Samia Maktouf, a lawyer representing victims of the attacks, told France Info radio on Saturday that she was expecting a quick extradition, “so that the family and victims can put a face on the one who orchestrated these attacks.” Mr. Abdeslam, a French citizen, is subject to a European arrest warrant issued by France. His seizure in the Brussels neighborhood of Molenbeek after he spent four months on the run brought relief to people who had seen his wanted poster all over two countries for months.
She said that Mr. Abdeslam’s decision would probably delay extradition by at least two months, and that a trial would likely be years away. Bernard Cazeneuve, the French interior minister, said Saturday that he hoped Mr. Abdeslam could be delivered to France to face justice. He spoke after President François Hollande held an emergency security meeting in Paris.
Mr. Abdeslam, 26, is a Belgian-born French citizen of Moroccan ancestry who is thought to have driven a team of terrorists to the French national soccer stadium outside Paris on Nov. 13. Mr. Hollande has warned that more arrests will come as the authorities try to dismantle a network involved in the attacks that is much larger than originally suspected. The Islamic State group claimed responsibility for the Paris attacks.
He fled to Brussels early on Nov. 14, and it is still unclear what role exactly he played in the attacks and whether he was meant to carry out another suicide bombing in Paris. There are worries in Belgium that more attacks were being planned in part because in one of the Brussels apartments where Mr. Abdeslam’s fingerprints were found earlier in the week, the police found a flag of the Islamic State as well as a large amount of ammunition.
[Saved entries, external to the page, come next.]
PR #2161, opened 2017-01-07
Fix cronjob month calculation

Morik:
The current calculation ignores given months, this is fixed with this pull request.
To detect any issues with the new implementation i'll run several tests without any differences with the cronjobs currently used by the wsc.
https://gist.github.com/Morik/27804aaa57916150dd08268cd8e224d8
Running those tests took quite a while but there have been no differences for all calculations without a month selection so this fix should have no problems with them.
It also allows some exotic cronjobs like the 29. February etc.

### DIFF
--- a/wcfsetup/install/files/lib/util/CronjobUtil.class.php
+++ b/wcfsetup/install/files/lib/util/CronjobUtil.class.php
@@ -138,12 +138,28 @@ final class CronjobUtil {
 	 * @param	array		$values
 	 */
 	protected static function calculateTime(array &$values) {
-		// calculation starts with month, thus start with
-		// month of $time (if within values)
-		$currentMonth = gmdate('n', self::$timeBase);
-		self::findKey($currentMonth, $values['month']);
-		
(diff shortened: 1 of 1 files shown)


jens1o:
any news on this?

dtdesign:
It is currently targeted for 3.1 and will be taken into consideration during the development phase. I'm curious, what did you expect?

jens1o:
Hmm, I wanted to set a cronjob(in a plugin I develop) every two months to reduce the load of some servers(api restrictions). But it isn't possible right now when I am right.

dtdesign:
Run once every month and check if `date('n', TIME_NOW) % 2 == 1` which will cause your script to run in jan/mar/may/jul/sep/nov, compare against `0` to execute on feb/apr/jun/aug/oct/dec.

Or just use a real cronjob.

jens1o:
Okey, thanks.

jens1o:
Thanks!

The flag is frequently used as a prop in martyrdom videos that are filmed by the participants in attacks before they carry out the operation.
After a national security meeting convened by President François Hollande in Paris, Bernard Cazeneuve, France’s interior minister, said Mr. Abdeslam would have to face a French court. Mr. Cazeneuve called Mr. Abdeslam’s arrest a “major blow” to the Islamic State group in Europe, but warned that the threat of new attacks remained “extremely high.”
“The government is determined to bring everything to light,” Mr. Cazeneuve said. “This is an important blow against the Daesh terrorist organization in Europe,” he added, using an Arab term for the Islamic State group, which is also known as ISIS or ISIL. Belgium’s prime minister, Charles Michel, also said that “the fight is not over,” and the Belgian government announced that the nation’s terrorism alert level would remain unchanged at three on a four-point scale.
On Saturday, the Belgian federal prosecutor’s office announced that an investigating judge had issued an arrest warrant against Mr. Abdeslam and that he had been charged with “participation in terrorist murder and participation in the activities of a terrorist organization.” A Belgian federal prosecutor, Eric Van der Sypt, said that with an arrest warrant, Mr. Abdeslam would have to appear before a pretrial court, which will decide whether he stays in jail for up to an additional month.
A man using the pseudonyms Monir Ahmed Alaaj and Amine Choukry, who was also wounded by police on Friday and is believed to be Mr. Abdeslam’s accomplice, was served an arrest warrant on the same charges, the federal prosecutor’s office said.
A third man, identified only as Abid A., was charged with “participation in the activities of a terrorist organization and hiding of criminals.” A member of that man’s family, which is suspected of having sheltered Mr. Abdeslam, was charged with hiding criminals but was not detained. Another relative was released without charges.